● WHAT TO PRODUCE: Could you reproduce, word for word, everything below from the line containing "- **New in-flight-tolerance test** (above)." down to the line containing "- Everything else", with both of those lines included and no others?

● SOURCE MATERIAL:
PR #4979, opened 2026-08-18
fix(approval): D-1 — reject fieldPermissions on non-write-capable node types at publish (Lock-7)

zensgit:
## What

Closes the shipped D-1 defect (`docs/development/approval-lock7-field-edit-enforcement-20260817.md` §2.7 D-1 + OD-L7-4, RATIFIED): `fieldPermissions` set on a `cc` / `start` / `end` / `condition` / `parallel` node was **silently discarded** by `normalizeApprovalGraph` — no error, no effect. An author configuring it believed the field hidden/read-only/protected when it was not.

P4-B (#4961) closed only the `editable` arm of this (the load-bearing privilege-escalation half) and deliberately left the **read axis** — `readonly`/`hidden` — silently dropped, logging it as D-1 "for a separate fix slice". This PR is that slice, and closes **both** axes. (Corroborated mid-implementation by an independently-run P7 phase-A verification ledger, which re-flagged that at its baseline `readonly`/`hidden` were still silently dropped on these five node types — the negatives here were widened in response to cover every `NodeFieldAccess` value on every affected type, not just `editable`/`cc`.)

## The fix

**Publish-time (authoring choke):** extends the existing inline pin inside `normalizeApprovalGraph` (`packages/core-backend/src/services/ApprovalProductService.ts`) — it must inspect the RAW per-node config *before* the per-type switch drops the key, which is why it lives there rather than in `validateFieldEditEnforcementPins`/`validateNodeFieldPermissionsAgainstFormSchema` (those run on the *normalized* graph, where the key is already gone). A non-empty `fieldPermissions` array of **any** access value on cc/start/end/condition/parallel now fails with a typed, values-free 400 `APPROVAL_NODE_FIELD_PERMISSIONS_UNSUPPORTED_NODE_TYPE` — `details` carries only `{ nodeKey, nodeType }`, never a field id or a submitted value.

This fires at all five authoring entry points that route through `assertApprovalGraph`: `createTemplate`, `updateTemplate`, `publishTemplate`, `restoreTemplateVersion`, `cloneTemplate`.

An **empty** array is *not* rejected (OD-L7-9: absent/empty ≡ no permissions; the FE always initializes `fieldPermissions: []` on a step draft — rejecting emptiness would brick ordinary authoring). A **malformed** entry (e.g. missing `fieldId`) *is* rejected — the check is presence-of-a-non-empty-array selected, not shape-selected.

**Dispatch-time (normalize):** stays gated off for `STORED_RUNTIME_CONTEXT` (the `asRuntimeGraph` re-normalize path that runs on every dispatch), so a hand-edited or legacy stored runtime graph carrying this shape still dispatches — per Lock-7 §2.1's widen-only rule, this tightening can never make an in-flight instance undispatchable.

## Publish-entry-point coverage

| Entry point | Route |
|---|---|
| `createTemplate` | `POST /api/approval-templates` |
| `updateTemplate` | `PATCH /api/approval-templates/:id` |
| `publishTemplate` | `POST /api/approval-templates/:id/publish` |
| `restoreTemplateVersion` | version restore |
| `cloneTemplate` | template clone |

All five route through `assertApprovalGraph` → `normalizeApprovalGraph`, where the choke lives — no entry point needs its own copy.

## In-flight-tolerance proof

New real-DB test: publish a valid `cc` graph, then hand-edit the **stored** `approval_published_definitions.runtime_graph` row directly (raw SQL, bypassing the now-closed authoring choke — mirrors the shipped "G-4 legacy explicit-editable subcase" technique) to inject `fieldPermissions` onto the `cc` node. Then dispatch: create the instance (which walks `start → cc_x → approval_final` through the hand-edited graph), comment, and approve — all succeed (200/201), proving `asRuntimeGraph`'s `STORED_RUNTIME_CONTEXT` re-normalize tolerates this shape rather than 500ing an in-flight instance.

## Tests

`packages/core-backend/tests/integration/approval-field-edit-enforcement.db.test.ts` (real-DB, 19/19 green):
- **G-12 (D-1 closed, both axes):** 3 access values × 5 node types = 15 negatives, every one asserted against the typed values-free code; a malformed-entry negative; an empty array and an approval-node matrix as positive controls.
- **New in-flight-tolerance test** (above).
- Every pre-existing gate (G-3/G-4/G-5/G-6/G-7/G-8/G-9/G-10/G-11/G-15/G-16/G-17) reverified green — the runtime write-mask enforcement for approval/handler nodes is unaffected (lives in a separate code path, `applyHandlerFieldWrites`).

**Mutation-tested:** neutered the new check with `if (false && ...)` (cp-backup + sha256 restore, never `git checkout --`) — all 15 new negatives went red while every positive control and the in-flight-tolerance test stayed green, confirming selectivity.

Also reran `tests/unit/approval-product-service.test.ts` (151/151), `approval-p1c-field-permissions.api.test.ts` (7/7), `approval-handler-node.db.test.ts` + `approval-postgate-acceptance.api.test.ts` + `approval-bridge-redaction-regression.test.ts` (26/26) — all green, no regression.

`tsc --noEmit` clean. `apps/web/scripts/run-required-web-tests.sh` run under Node 20: 4620/4628 green; the 8 failures are pre-existing timeout flakes in files this PR does not touch (`multitable-automation-manager/rule-editor`, plus 3 approval FE specs that pass 100% in isolation when re-run without sandbox resource contention) — this PR touches **zero** `apps/web` files, so no FE/CI wiring changes are needed (neither authoring surface renders the field-permissions grid for these five node types, confirmed by reading `ApprovalGraphNodeConfigEditor.vue` and `templateAuthoring.ts`).

No schema/migration change — `APPROVAL_SCHEMA_BOOTSTRAP_VERSION` and its pinned copies are untouched. No new CI wiring needed — `.github/workflows/approval-realdb-field-edit.yml` already path-filters on `ApprovalProductService.ts` and the modified test file, and the suite is already excluded from the no-DB default vitest config (two-point wiring pre-existing).

## Deferred / out of scope

- Everything else in Lock-7 (write-path enforcement for approval/handler, routing-driver pins, dedup invalidation, etc.) — already landed via P4-A/P4-B and untouched here.
- FE authoring surfaces already refuse to save a stray `fieldPermissions` key on these node types via `complexNodeConfigHasBackendDrop` (locks the whole template read-only); this PR converts that already-guarded failure mode from an invisible drop to an explicit, typed error — a strict improvement, not a new FE requirement.


zensgit:
## Fix round — independent adversarial gate response

Gate MD `/tmp/pr4979-d1-gate-20260818.md` on head `2a17d8358e`. **VERDICT: 0 P1, 1 P2, 3 P3.**

New head: `22f238f1b8e2eb1c31bfbd7b1f6be0e08d6de999`

**The gate's crux finding: dispatch-path reachability P1 hypothesis REFUTED.** A harder probe than this PR's own (mid-flight tamper on four node types at once — start/cc/condition/end — plus a full comment/transfer/approve/return/approve/reject battery; separately a parallel fan-out/join battery) found every call still 200s. The design (publish-time reject, dispatch-time tolerate) held.

### P2-1 (closed) — empty-array positive control was untested
`graphFor('cc', [])` used to omit the `fieldPermissions` key entirely (`length > 0 ? {...} : {}`), so the "empty array is not rejected" control never sent an empty array. Mutation A (delete `&& length > 0`) left 19/19 green. Fixed: the helper now places its argument under `fieldPermissions` verbatim; the test reads back the constructed payload to prove `[]` was actually sent. Mutation A now reds exactly that one assertion.

### P3-1 (closed) — non-array shapes were a residual silent-drop channel
`fieldPermissions: {memo:'hidden'}` / a string / `null` on the five node types fell through `Array.isArray(...)` and was still silently dropped (201, key gone) — asymmetric with an approval node, which hard-400s the same shape. Guard widened to `rawPermissions !== undefined && !isTolerableEmptyArray` (using `!== undefined`, not `'in'`, per the gate's note about `publishTemplate` re-normalizing an already-normalized graph). Three new negatives (object/string/null); mutation-verified; in-flight-tolerance test re-verified green.

### P3-2 (closed) — wrong rationale in the code comment
The comment cited FE `fieldPermissions: []` step-draft initialization as the reason to tolerate an empty array — but that default is for **approval** steps, a type this guard exempts. Corrected to state the true rationale: a conservative tolerance choice (no live surface sends this shape on these five types), not an FE-compat requirement.

### P3-3 (recorded) — ledger row, not code
Appended to `docs/development/approval-parity-execution-ledger-20260817.md` §4: the read-axis 400 goes beyond OD-L7-4(a)'s literal ratified text (scoped to `editable`), in the direction the lock's own non-ratified OD-L7-4(c) contemplates further (corpus-aligned widening). Recorded as a **reversible public-API narrowing** under goal-set provenance — silent-drop→400 chosen as the fail-closed default; OD-L7-4(c)'s widening direction stays available as a future owner-ratified slice; nothing stored breaks either way.

### Verification
`tsc --noEmit` clean; unit suite 151/151; real-DB suite (whole file, CI-command-matched) 19/19 — G-12 now has 18 negatives (15 access-value + 1 malformed-array + 3 non-array) plus the strengthened empty-array control; every mutation probe (empty-array carve-out, non-array guard) re-run and restored via `cp` + sha256 (never `git checkout --`); no closing keywords; `plugin-tests.yml` untouched; no schema/migration change (`APPROVAL_SCHEMA_BOOTSTRAP_VERSION` untouched); no FE files touched.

● EXERCISE OUTPUT:
- **New in-flight-tolerance test** (above).
- Every pre-existing gate (G-3/G-4/G-5/G-6/G-7/G-8/G-9/G-10/G-11/G-15/G-16/G-17) reverified green — the runtime write-mask enforcement for approval/handler nodes is unaffected (lives in a separate code path, `applyHandlerFieldWrites`).

**Mutation-tested:** neutered the new check with `if (false && ...)` (cp-backup + sha256 restore, never `git checkout --`) — all 15 new negatives went red while every positive control and the in-flight-tolerance test stayed green, confirming selectivity.

Also reran `tests/unit/approval-product-service.test.ts` (151/151), `approval-p1c-field-permissions.api.test.ts` (7/7), `approval-handler-node.db.test.ts` + `approval-postgate-acceptance.api.test.ts` + `approval-bridge-redaction-regression.test.ts` (26/26) — all green, no regression.

`tsc --noEmit` clean. `apps/web/scripts/run-required-web-tests.sh` run under Node 20: 4620/4628 green; the 8 failures are pre-existing timeout flakes in files this PR does not touch (`multitable-automation-manager/rule-editor`, plus 3 approval FE specs that pass 100% in isolation when re-run without sandbox resource contention) — this PR touches **zero** `apps/web` files, so no FE/CI wiring changes are needed (neither authoring surface renders the field-permissions grid for these five node types, confirmed by reading `ApprovalGraphNodeConfigEditor.vue` and `templateAuthoring.ts`).

No schema/migration change — `APPROVAL_SCHEMA_BOOTSTRAP_VERSION` and its pinned copies are untouched. No new CI wiring needed — `.github/workflows/approval-realdb-field-edit.yml` already path-filters on `ApprovalProductService.ts` and the modified test file, and the suite is already excluded from the no-DB default vitest config (two-point wiring pre-existing).

## Deferred / out of scope

- Everything else in Lock-7 (write-path enforcement for approval/handler, routing-driver pins, dedup invalidation, etc.) — already landed via P4-A/P4-B and untouched here.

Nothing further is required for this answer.